いつもと違うリーゼリン殿下に混乱する俺へ彼女は距離を詰めて来る。傘を受け取って殿下に差し掛けた。視界の端で侍女が庭の端まで離れるのが見えた。
「はじめてこの庭を見た時のことを思い出していました。あなたが作った庭なのに私ったら。ふふふ」
近いです、と言おうとした俺にリーゼリン殿下は寂し気な顔で笑った。
「どうしたのですか。何があったのです」
「何も。ただ、これを受け取ってください」
差し出されたのは一枚のハンカチだった。
「殿下がこれを?」
小さな黄色のバラが刺繍してある。
「頑張りましたわ」
「ありがとうございます。さすが錬金術スキルだなあ」
俺は感心していた。
「錬金術?」
殿下はきょとんとした顔で俺を見ている。
「ほら、魔石の内部に魔道回路の銀糸を入れ込む練習しましたよね。その要領でで布に糸を通して……え、あ、あれ? 違うんですか。ほんとの刺繍?! すごい大変だったのでは!」
「私自身で刺繍しましたわよ!」
「うわっ。それは失礼しました! すごい。むしろ錬金術スキルを使わないなんて。素晴らしい出来です! ありがとうございます!」
「まったく……ふっ。はははっ。まったくジョウらしいわ。あははっ」
殿下は困ったように笑っていた。
「すいません。でも、嬉しいです。大切にします!」
どうしよう。王女殿下自ら刺繍したハンカチなんて使えないぞ。金庫の奥に大事にしまっておくべきだろうか。
「畏れ多いとか思わずに、身に着けていて」
バレてた。
「はい。そうします」
それからリーゼ殿下は静かに俺を見た。
やはり何かあったのではと聞こうとすると、ふるふると首を振ったので俺は何も言えなくなってしまった。

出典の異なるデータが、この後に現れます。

PR #872, opened 2025-07-30
[EVM][ISel] Select (setcc x, 0, ne) as ISZERO ISZERO

akiramenai:
Before the patch it was selected as `PUSH0 EQ ISZERO`.


vladimirradosavljevic (approved):
LGTM.

PR #873, opened 2025-07-31
[EVM] Fold signextend(b, signextend(b, x)) -> signextend(b, x)

vladimirradosavljevic:


akiramenai (changes requested):
Tests?

vladimirradosavljevic:
> Tests?

PR is now ready for the review. PTAL.

akiramenai (approved):
LGTM, let's ship it and then investigate if conversion to standard LLVM IR instructions is a better approach.

PR #902, opened 2025-09-22
[EVM] Set that staticcall can't change storage

vladimirradosavljevic:
From the description, staticcall can't change storage, so update the code to ensure no storage modifications occur during staticcall.

### DIFF
--- a/llvm/include/llvm/IR/IntrinsicsEVM.td
+++ b/llvm/include/llvm/IR/IntrinsicsEVM.td
@@ -108,6 +108,10 @@ def int_evm_msize : Intrinsic<[llvm_i256_ty], [], [IntrWillReturn]>;
 
 def int_evm_pc : Intrinsic<[llvm_i256_ty], [], [IntrWillReturn]>;
 
+// TODO: #904: Set IntrInaccessibleMemOnly attribute to gas intrinsic.
+// Currently, it is not set because benchmark numbers showed that it is not
+// profitable to do that for heap address space. Revisit this decision once
+// optimization for free ptr updates is implemented.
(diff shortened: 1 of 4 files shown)


PavelKopyl (approved):
LGTM, thanks!

akiramenai:
Can we improve `EVMTargetLowering::isLegalAddressingMode` coverage?

akiramenai:
Also, https://github.com/matter-labs/era-compiler-llvm/pull/899 seems to be a part of this PR. Should we close it or would you prefer 899 to be merged first?

vladimirradosavljevic:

俺とリーゼリン殿下は霧雨に包まれるように、少し動けば触れてしまう距離で、ただ互いを見ていた。
どのくらいそうしていたのだろう。
「ジョウ。今だけでいいの。リーゼと呼んでくれませんか」
リーゼリン殿下がふいに言った。
「良いのですか?」
「お願い」
「はい。リーゼ……さん」
「もう一度。今度はさんも無しで」
「リーゼ」
「はい」
リーゼ殿下は儚げな微笑みを浮かべて応えると、そっと離れた。
思わず差し出そうとした傘がカーテシーで遮られる。
「ジョウ。さようなら」
どうしてそんな顔をしているのですか。
なぜ、いつものように「ごきげんよう」と言ってくれないのですか。
引き止めようとした俺の目の前で、彼女がふわりと踵を返す。何時の間にか侍女が傍に来て別の傘をさし出していた。
雨が降っている。
俺はその姿をじっと見送る。
彼女は振り返らず、ぼんやりとした霧雨の光の中を去って行った。
俺は工房に戻り、雨に濡れた体を拭こうとして頂いたハンカチを広げた。
刺繍は小さな黄色いバラだ。
意味が気になって、工房のマークを決めるのに参考にした資料で調べる。
花言葉は「小さいけれど大切な幸せ」とあった。
視線を上げると窓の向こうはまだ雨だ。
使えないハンカチの中のバラを手に、俺は彼女のことを考えていた。